Read these fields first in investigation output:

classification
summary
next_actions
proof_commands
diagnostic_only
automation_allowed
requires_human_review

If the owner is unclear, narrow the repository surface:

python -m sdetkit investigate repo --root . --format json --out build/investigation/repo.json
python -m sdetkit investigate surface --root . --surface <surface> --format markdown

See Investigation operator guide for the complete diagnostic-only flow.

For bounded local processing of already-created diagnostic jobs, use the Local diagnostic queue operator guide. This path is local, reporting-only, explicitly bounded by --max-jobs, and stops after the first failed job without retrying it.

Day 2 — Maintenance/autopilot artifact review¶

For maintenance-autopilot runs, start with the uploaded artifact bundle rather than individual logs:

Open build/maintenance/autopilot/autopilot-report.md for the run summary.
Open build/maintenance/autopilot/adaptive-diagnosis.md for the failure explanation and proof commands.
Open build/maintenance/autopilot/safe-fix-plan.json only as audit evidence.
Check .sdetkit/maintenance/failure-memory.jsonl and .sdetkit/maintenance/adaptive-safe-fix-memory.jsonl for recurring patterns.

A safe-fix plan is not permission to apply a fix. Treat candidate, probation, policy proposal, dry-run, and guardrail outputs as evidence until a reviewed policy path explicitly authorizes the next step.

Day 3 — Guarded remediation review¶

Use remediation docs only after the diagnostic artifacts identify a specific failure class:

Remediation cookbook for first-failure playbooks.
Premium quality gate for guarded quality-gate remediation posture.
PR automation for audit auto-fixes for explicit opt-in PR-fix behavior.

Before any mutation, confirm all of the following are true:

The branch is not main.
The policy path explicitly allows the guarded lane.
The generated plan and diff are attached to the PR or workflow run.
The proof command from the investigation output has been rerun on the reviewed branch.

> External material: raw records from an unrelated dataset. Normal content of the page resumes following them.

PR #5910, opened 2019-07-11
Add Feature Flag to Enable External Version Building

saadmk11:


readthedocs/api/v2/views/integrations.py
```diff
@@ -367,21 +367,22 @@ def handle_webhook(self):
...
-                ]
-            ):
-                # Handle opened, synchronize, reopened pull_request event.
-                return self.get_external_version_response(self.project)
-
-            if action == GITHUB_PULL_REQUEST_CLOSED:
-                # Handle closed pull_request event.
-                return self.get_delete_external_version_response(self.project)
+        if self.project.has_feature(Feature.ENABLE_EXTERNAL_VERSION_BUILD):
+            if event == GITHUB_PULL_REQUEST and action:
```
ericholscher: these can be joined together with an `and`, instead of a nested `if`.

saadmk11: Done! :)

PR #5912, opened 2019-07-11
Refactor to use our own QuerySet helpers

humitos:
Small refactor to share more code instead.


humitos:
Ups. I'm reopening this. I want to make this change but I had not have the time just yet.

humitos:
I tried debugging why this error happens but I wasn't able to find it out yet. I do not see any difference regarding the other QuerySet classes where we have custom methods and they work. I checked Django docs and for the case we want and I didn't find the issue. I'm confused about why this does not find the method :confused:

ericholscher:
@humitos would be worth getting this merged or closed

PR #5916, opened 2019-07-11
Update build list and detail page UX

saadmk11:
#### TODO:

- [x] Add Tests


readthedocs/builds/models.py
```diff
@@ -756,6 +775,20 @@ def is_stale(self):
...
+        return self.version.type == EXTERNAL
+
+    @property
+    def external_version_name(self):
+        if self.is_external:
+            try:
+                if self.project.remote_repository.account.provider == 'github':
+                    return GITHUB_EXTERNAL_VERSION_NAME
+            except Exception:
+                return None
```
ericholscher: Shouldn't this return a generic `External Version` or something?

readthedocs/templates/builds/build_detail.html
```diff
@@ -79,10 +79,17 @@
 
     <div class="build-version">
       <span class="build-version-slug">
-        {% if request.user|is_admin:project %}
+        {% if request.user|is_admin:project and not build.is_external %}
           <a href="{% url "project_version_detail" build.version.project.slug build.version.slug %}">{{ build.version.slug }}</a>
         {% else  %}
-          {{ build.version.slug }}
+          {% if build.is_external %}
```
ericholscher: shouldn't this just be an `{% else if %}` on the top-level `if`? This is more complex to read.

readthedocs/templates/core/build_list_detailed.html
```diff
@@ -6,7 +6,7 @@
...
                 <a href="{{ build.get_absolute_url }}">{% if build.is_stale %}<span class="icon-warning" title="{% trans 'This build is still waiting to be built' %}"></span>{% endif %}<span id="build-state">{% if build.state != 'finished' %}{{ build.get_state_display }} {% else %} {% if build.success %}{% trans "Passed" %}{% else %}{% trans "Failed" %}{% endif %}{% endif %}</span>
                   <img src="{% static 'core/img/loader.gif' %}" class="build-loading hide">
-              <span class="quiet">{% if build.version %}{% blocktrans with build.version.slug as slug and build.type as type %}version {{ slug }} ({{ type }}){% endblocktrans %}{% endif %}</span><span class="quiet right">{% blocktrans with build.date|timesince as date %}{{ date }} ago{% endblocktrans %}</span>
+              <span class="quiet">{% if build.version %}{% if build.is_external %}{% blocktrans %}External {% endblocktrans %}{% endif %}{% blocktrans with build.version.slug as slug and build.type as type %}version {{ slug }} ({{ type }}){% endblocktrans %}{% endif %}</span><span class="quiet right">{% blocktrans with build.date|timesince as date %}{{ date }} ago{% endblocktrans %}</span>
```
ericholscher: This should also use the `external_version_name` here.

readthedocs/builds/models.py
saadmk11: Yeah. that's what we were talking about. I will add that

readthedocs/templates/builds/build_detail.html
```diff
@@ -79,10 +79,17 @@
...
+              {% blocktrans with build.external_version_name as external_version_name %}
+                  <b>{{ external_version_name }}</b> #
+              {% endblocktrans %}
+              <a href="{{ build.version.get_external_version_url }}">{{ build.version.verbose_name }}</a>
```
ericholscher: We should put the `#` here, so it looks better in the UI.

readthedocs/templates/builds/build_detail.html
```diff
@@ -79,10 +79,17 @@
...
+          {% else %}
+             {{ build.version.slug }}
+          {% endif %}
         {% endif %}
       </span>
       <span class="build-commit"
```
ericholscher: I'd also love to link the commit as well, using the same pattern.

readthedocs/projects/constants.py
```diff
@@ -325,6 +325,14 @@
     'https://github.com/{user}/{repo}/'
     '{action}/{version}{docroot}{path}{source_suffix}'
 )
+GITHUB_PULL_REQEST_URL = (
+    'https://github.com/{user}/{repo}/'
+    'pull/{number}'
+)
+GITHUB_PULL_REQEST_COMMIT_URL = (
```
ericholscher: Typos here on `REQUEST`

readthedocs/builds/models.py
```diff
@@ -162,41 +162,36 @@ def vcs_url(self):
...
-        elif self.slug == LATEST:
-            slug_url = self.project.default_branch or self.project.vcs_repo().fallback_branch
-        else:
-            slug_url = self.slug
-
         if self.type == EXTERNAL:
             if 'github' in self.project.repo:
                 user, repo = get_github_username_repo(self.project.repo)
-                return GITHUB_PULL_REQEST_COMMIT_URL.format(
+                # Get Github Pull Request Commit URL.
```
ericholscher: This comment isn't useful :)

readthedocs/builds/models.py
```diff
@@ -162,41 +162,36 @@ def vcs_url(self):
...
                     user=user,
                     repo=repo,
                     number=self.verbose_name,
                     commit= self.commit_name
-
                 )
-            if 'gitlab' in self.project.repo:
-                slug_url = self.identifier
-                url = f'/merge_requests/{slug_url}/'
+            # TODO: Add VCS ULR for other Git Providers
```
ericholscher: URL mistype

readthedocs/builds/models.py
```diff
@@ -558,11 +553,12 @@ def get_external_version_url(self):
                 return ''
 
             repo = repo.rstrip('/')
-            return GITHUB_PULL_REQEST_URL.format(
+            return GITHUB_PULL_REQUEST_URL.format(
                 user=user,
                 repo=repo,
                 number=self.verbose_name
             )
+        # TODO: Add External Version ULR for other Git Providers
```
ericholscher: Mistype here too

readthedocs/builds/models.py
```diff
@@ -756,6 +778,20 @@ def is_stale(self):
...
+    def is_external(self):
+        return self.version.type == EXTERNAL
+
+    @property
+    def external_version_name(self):
+        if self.is_external:
+            try:
+                if self.project.remote_repository.account.provider == 'github':
+                    return GITHUB_EXTERNAL_VERSION_NAME
+            except Exception:
```
ericholscher: We should log this exception, otherwise it will hide real issues. What exception are we really trying to catch?

readthedocs/builds/models.py
```diff
@@ -158,9 +162,22 @@ def vcs_url(self):
         """
         Generate VCS (github, gitlab, bitbucket) URL for this version.
 
-        Branch/Tag Example: https://github.com/rtfd/readthedocs.org/tree/3.4.2/.
-        Pull/merge Request Example: https://github.com/rtfd/readthedocs.org/pull/9999/.
+        Example: https://github.com/rtfd/readthedocs.org/tree/3.4.2/.
+        External Version Example: https://github.com/rtfd/readthedocs.org/pull/99/commits/b630b630/.
```
ericholscher: Don't we want this URL to point to the PR still? Otherwise we are changing the meaning of this function based on whether the version is external or internal.

We only want specific commits to link to a commit, not the version itself. We need another function to add a specific URL to the commit I think.

readthedocs/builds/models.py
```diff
@@ -767,6 +751,60 @@ def get_full_url(self):
...
+                    return ''
+
+                repo = repo.rstrip('/')
+                return BITBUCKET_COMMIT_URL.format(
+                    user=user,
+                    repo=repo,
+                    commit=self.commit
+                )
+
+        return ''
```
ericholscher: I do wonder if we should return `None` here, instead of `''`. I don't think it matters too much though.

saadmk11: for URL's I think its better to return empty string. as it will show `href=''` not `href=None` in the template.

ericholscher: We should not output the link if we don't have an `href` attribute.

ericholscher: Merging this, but we should fix it ^^

saadmk11: @ericholscher Updated please see this https://github.com/readthedocs/readthedocs.org/pull/5933/commits/763b857626004deb987878d80f6e4513ea59922f

PR #5918, opened 2019-07-12
Add tests for section-linking

dojutsu-user:
Tests


ericholscher:
Is this still a WIP?

dojutsu-user:
Just some last commits.

readthedocs/search/tests/test_api.py
```diff
@@ -20,40 +25,112 @@ def setup_class(cls):
         # installed
         cls.url = reverse('doc_search')
 
-    @pytest.mark.parametrize('data_type', ['content', 'headers', 'title'])
+    @pytest.mark.parametrize('data_type', ['title'])
```
ericholscher: We don't need param's here if there's only 1.

readthedocs/search/tests/test_views.py
```diff
@@ -79,38 +82,121 @@ def _get_search_result(self, url, client, search_params):
...
+        # searching without the filter
+        results, page = self._get_search_result(
+            url=self.url,
+            client=client,
+            search_params=search_params
+        )
+        assert len(results) >= 2  # there are > 1 results without the filter
+
+        # checking if `std:confval` filter is present
+        content = page.find('.navigable .language-list').text()
```
ericholscher: Also we should fix the HTML, `language-list` isn't the class we should be using, it should be `role-list`.

ericholscher: I also worry about depending on the HTML structure. This will break all the tests when we do our site redesign. Can we not capture this data from the query result itself? I believe the Django test client gives us template data directly, which we could use: https://docs.djangoproject.com/en/2.2/topics/testing/tools/#django.test.Response.context

dojutsu-user:
@ericholscher 
I have updated the tests to be independent of templates as per your suggestion in the [comment above](https://github.com/readthedocs/readthedocs.org/pull/5918#discussion_r303584789).

ericholscher:
Great, thanks!

PR #5921, opened 2019-07-13
Remove external version files from storage on 'pr_close' webhook event

saadmk11:


ericholscher:
I don't think we actually need to do this. It will break all the old links from users in the PR's, which I don't think we want to do. I think we can basically keep this content forever, since it costs very little to store.

saadmk11:
Okay Got it :+1:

Rollout and CI contract commands (secondary)¶

These commands are kept here for rollout contract visibility, not as the first-time operator path:

python scripts/validate_enterprise_contracts.py
python scripts/check_primary_docs_map.py
make operations-baseline
make operations-status
make operations-next-action
make operations-complete
make release-readiness-start
make release-readiness-workflow
make release-readiness-status
make release-readiness-start-contract
make release-readiness-seed
make release-readiness-complete
make release-readiness-progress
make release-readiness-surface-clarity
make quality-contract-check
make governance-contract-check
make ecosystem-contract-check
make scale-readiness-start
make scale-readiness-status
make scale-readiness-progress
make scale-readiness-complete
make metrics-contract-check

Expansion trigger rules¶

Expand beyond this page only when all of the following are true:

Day-0 commands are deterministic in local and CI.
Release artifacts are reviewed before raw logs.
Blockers are triaged from machine-readable fields (ok, failed_steps, diagnostic_only, automation_allowed) first.

Next-step expansion map¶

After operator essentials is stable, expand in this order:

Investigation and diagnosis: Investigation operator guide -> Adaptive Diagnosis Intelligence -> Remediation cookbook.
Artifact interpretation: Artifact reference and generated sample map -> CI artifact walkthrough.
Quality gates: Premium quality gate -> Security gate -> Determinism checklist.
Advanced inspection lanes (inspect, inspect-compare, inspect-project) only when needed.
Migration/legacy compatibility lanes only when required.